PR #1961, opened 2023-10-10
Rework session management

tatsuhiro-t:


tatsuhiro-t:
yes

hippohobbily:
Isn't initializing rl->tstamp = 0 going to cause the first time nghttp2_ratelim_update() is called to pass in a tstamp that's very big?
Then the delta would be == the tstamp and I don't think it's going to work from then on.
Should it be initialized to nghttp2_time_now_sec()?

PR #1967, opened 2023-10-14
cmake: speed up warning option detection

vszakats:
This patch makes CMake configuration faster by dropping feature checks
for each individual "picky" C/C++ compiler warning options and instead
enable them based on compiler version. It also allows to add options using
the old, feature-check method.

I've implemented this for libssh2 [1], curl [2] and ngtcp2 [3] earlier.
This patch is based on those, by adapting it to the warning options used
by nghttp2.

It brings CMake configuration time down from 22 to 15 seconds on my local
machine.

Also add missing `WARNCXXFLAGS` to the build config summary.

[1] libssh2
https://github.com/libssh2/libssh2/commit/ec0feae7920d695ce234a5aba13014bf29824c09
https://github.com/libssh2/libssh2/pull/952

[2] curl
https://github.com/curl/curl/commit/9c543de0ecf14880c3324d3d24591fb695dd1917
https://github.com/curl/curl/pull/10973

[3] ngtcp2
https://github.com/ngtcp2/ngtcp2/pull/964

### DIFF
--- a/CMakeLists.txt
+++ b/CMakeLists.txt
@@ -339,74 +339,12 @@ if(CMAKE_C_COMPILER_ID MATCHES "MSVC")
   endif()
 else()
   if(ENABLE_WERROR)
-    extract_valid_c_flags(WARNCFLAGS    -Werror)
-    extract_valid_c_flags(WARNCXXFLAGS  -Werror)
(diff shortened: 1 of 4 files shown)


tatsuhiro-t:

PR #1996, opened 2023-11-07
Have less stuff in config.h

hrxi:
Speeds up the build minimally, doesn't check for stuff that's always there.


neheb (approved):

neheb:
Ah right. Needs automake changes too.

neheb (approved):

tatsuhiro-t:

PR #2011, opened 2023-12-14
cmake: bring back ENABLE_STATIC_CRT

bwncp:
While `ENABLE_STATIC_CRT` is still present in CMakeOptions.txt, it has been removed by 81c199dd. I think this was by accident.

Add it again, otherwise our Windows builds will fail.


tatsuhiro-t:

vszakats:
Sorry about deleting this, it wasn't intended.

__WORK TASK__: What is the number of lines in the entries above that contain the string "tstamp"? Reply with the number and nothing more.

__OUTPUT FOR THIS EXERCISE__: 2